About russellbryant

I'm an open source software engineer working for Red Hat on the OpenStack project.

A new Nova service: nova-conductor

The Grizzly release of OpenStack Nova will have a new service, nova-conductor. The service was discussed on the openstack-dev list and it was merged today. There is currently a configuration option that can be turned on to make it optional, but it is possible that by the time Grizzly is released, this service will be required.

One of the efforts that started during Folsom development and is scheduled to be completed in Grizzly is no-db-compute. In short, this effort is to remove direct database access from the nova-compute service. There are two main reasons we are doing this. Compute nodes are the least trusted part of a nova deployment, so removing direct database access is a step toward reducing the potential impact of a compromised compute node. The other benefit of no-db-compute is for upgrades. Direct database access complicates the ability to do live rolling upgrades. We’re working toward eventually making that possible, and this is a part of that.

All of the nova services use a messaging system (usually AMQP based) to communicate with each other. Many of the database accesses in nova-compute can be (and have been) removed by just sending more data in the initial message sent to nova-compute. However, that doesn’t apply to everything. That’s where the new service, nova-conductor, comes in.

The nova-conductor service is key to completing no-db-compute. Conceptually, it implements a new layer on top of nova-compute. It should *not* be deployed on compute nodes, or else the security benefits of removing database access from nova-compute will be negated. Just like other nova services such as nova-api or nova-scheduler, it can be scaled horizontally. You can run multiple instances of nova-conductor on different machines as needed for scaling purposes.

The methods exposed by nova-conductor will initially be relatively simple methods used by nova-compute to offload its database operations. Places where nova-compute previously did database access will now be talking to nova-conductor. However, we have plans in the medium to long term to move more and more of what is currently in nova-compute up to the nova-conductor layer. The compute service will start to look like a less intelligent slave service to nova-conductor. The conductor service will implement long running complex operations, ensuring forward progress and graceful error handling. This will be especially beneficial for operations that cross multiple compute nodes, such as migrations or resizes.

If you have any comments, questions, or suggestions for nova-conductor or the no-db-compute effort in general, please feel free to bring it up on the openstack-dev list.

OpenStack Design Summit and an Eye on Folsom

I just spent a week in San Francisco at the OpenStack design summit and conference. It was quite an amazing week and I’m really looking forward to the Folsom development cycle.  You can find a notes from various sessions held at the design summit on the OpenStack wiki.

Essex was the first release that I contributed to.  One thing I did was add Qpid support to both Nova and Glance as an alternative to using RabbitMQ.  Beyond that, I primarily worked on vulnerability management and other bug fixing.  For Folsom, I’m planning on working on some more improvements involving the inter-service messaging layer, also referred to as the rpc API, in Nova.

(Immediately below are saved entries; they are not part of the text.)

PR #22929, opened 2025-06-05
[Magic Firewall] Increase Max Capture Time to 24 Hours

Maddy-Cloudflare:


deadlypants1973 (approved):

src/content/docs/magic-firewall/packet-captures/index.mdx
```diff
@@ -10,6 +10,10 @@ import { DirectoryListing } from "~/components"
 
 Cloudflare supports two types of packet captures: full and sample. Full packet captures is the default behavior.
 
+:::note
+The maximum packet capture runtime has increased from five minutes to 24 hours for sample and full packet captures.
```
deadlypants1973: This reads more like a changelog than docs. Is there a better place to put this? Or can we just say it is 24 hours rather than note the increase?

Maddy-Cloudflare: I'll change it to "24 hours" and also inform the PM. Thank you!

PR #22938, opened 2025-06-05
[Docs Site] Add Stream content collection

KianNH:
### Summary

Add Stream content collection


src/content/stream/example-video.yaml
```diff
@@ -0,0 +1,11 @@
...
+title: Example Video
+description: A Super cool video
+products:
+  - workers
+  - workers-ai
+chapters:
+  00:01: Chapter 1
+  00:02: Chapter 2
+thumbnail:
+  url: https://example.com/foo.png
```
kodster28: Should we have a separate field for `transcript_location` too?

I don't love string matching b/c that's less grok-able + more easy errors.

kodster28 (approved):

src/content/stream/example-video/index.yaml
```diff
@@ -0,0 +1,11 @@
+id: streamid
```
kodster28, line 1: Should we add `slug` too?

Since we'll be rendering these as URLs?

1) Moving the rpc API to openstack-common

The rpc API in Nova is used for private communication between nova services. As an example, when a tenant requests that a new virtual machine instance be created (either via the EC2 API or the OpenStack compute REST API), the nova-api service sends a message to the nova-scheduler service via the rpc API.  The nova-scheduler service decides where the instance is going to live and then sends a message to that compute node’s nova-compute service via the rpc API.

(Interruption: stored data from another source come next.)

PR #22948, opened 2025-06-06
[D1] Improving D1 error doc page.

Oxyjun:
### Summary

1. Removing (largely) duplicated text at the beginning of the page.
2. Extending the error list table to include a "Recommended action" column.
3. Adding more D1 errors into the table.

### Documentation checklist


src/content/docs/d1/observability/debug-d1.mdx
```diff
@@ -60,18 +33,42 @@ The code above throws the following error message:
...
+| `Internal error while starting up D1 DB storage caused object to be reset.` | The Durable Object containing the D1 database is failing to start.                                                                                                        | Retry the operation.                                                                                                                              |
+| `Network connection lost.`                                                  | A network error.                                                                                                                                                          | Retry the operation.                                                                                                                              |
```
joshthoward: This operation cannot safely be retried unless the customer's query is idempotent.

src/content/docs/d1/observability/debug-d1.mdx
```diff
@@ -60,18 +33,42 @@ The code above throws the following error message:
...
+| `Can't read from request stream because client disconnected.`               | A query request was made (e.g. uploading a SQL query), but the connection was closed during the query was fully executed.                                                 | App action: Retry the operation, and ensure the connection stays open.                                                                            |
+| `D1 DB storage operation exceeded timeout which caused object to be reset.` | A query is trying to write a large amount of information (e.g. GBs), and is taking too long.                                                                              | App action: Retry the operation, or split the query into smaller shards.                                                                          |
```
joshthoward: The guidance here should be the same as `D1 DB is overloaded. Requests queued for too long.` immediately retrying could cause further problems for the service.

src/content/docs/d1/observability/debug-d1.mdx
```diff
@@ -60,18 +33,42 @@ The code above throws the following error message:
...
-| `D1_COLUMN_NOTFOUND` | Column not found.                                                                                                                                                |
-| `D1_DUMP_ERROR`      | Database dump error.                                                                                                                                             |
-| `D1_EXEC_ERROR`      | Exec error in line x: y error.                                                                                                                                   |
+D1 returns the following error constants, in addition to the extended (detailed) error message:
 
+| Error message                                                               | Description                                                                                                                                                      | Recommended action                                                                                                                                |
```
joshthoward, line 46: Nit: We could broadly categorize these errors into failed, disconnect, and overload errors following the KJ convention, but I'm not going to insist on that.

joshthoward (approved):
I am going to go ahead and approve, but my two comments other than the nit need to be addressed.

src/content/docs/d1/observability/debug-d1.mdx
Oxyjun: Addressing in new commit

src/content/docs/d1/observability/debug-d1.mdx
Oxyjun: What's the recommended action in this case? CC @lambrospetrou

Oxyjun: Added a warning note at the top of the box to only retry if the query is idempotent, as this guidance needs to be given whenever the recommended action is to retry.

src/content/docs/d1/observability/debug-d1.mdx
Oxyjun: This seems like it might require a code change too. I'll leave the docs as-is for now, but happy to update if we decide to change the logical categorizations

src/content/docs/d1/observability/debug-d1.mdx
```diff
@@ -54,6 +54,17 @@ The following table lists specific instances of `D1_ERROR`.
 
 <Example title="List of D1_ERRORs">
 
+:::caution[Retry operations]
+While some D1 errors can be resolved by retrying the operation, retrying is only safe if your query is idempotent (produces the same result when executed multiple times).
+
+Before retrying any failed operation:
+- Verify your query is idempotent
+- Avoid retrying non-idempotent operations
+- Consider implementing application-level safeguards
```
lambrospetrou: I wouldn't say avoid retrying, but they should make sure their application can make sure they retry only what's needed.
Maybe doing a query to see the current state of the DB and then retrying for example. Or not retrying.

I would merge these two items, so that we only have 2 bullets. The first is making sure the query is idempotent (e.g. readonly, or something like `CREATE TABLE IF NOT EXISTS`), and the second bullet prompts the users to make sure the operation can be retried by doing application-level checks.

The other usage of the rpc API in Nova has been for notifications.  Notifications are asynchronous messages about events that happen within the system.  They can be used for monitoring and billing, among other things.  Strictly speaking, notifications aren’t directly tied to rpc.  A Notifier is an abstraction, of which using rpc is one of the implementations.  Glance also has notifications, including a set of Notifier implementations.  The code was the same at one point but has diverged quite a bit since.

We would like to move the notifiers into openstack-common.  Moving rpc into openstack-common is a prerequisite for that, so I’m going to knock that part out.  I’ve already written a few patches in that direction.  Once the rpc API is in openstack-common, other projects will be able to make use of it.  There was discussion of Quantum using rpc at the design summit, so this will be needed for that, too.  Another benefit is that the Heat project is using a copy of Nova’s rpc API right now, but will be able to migrate over to using the version from openstack-common.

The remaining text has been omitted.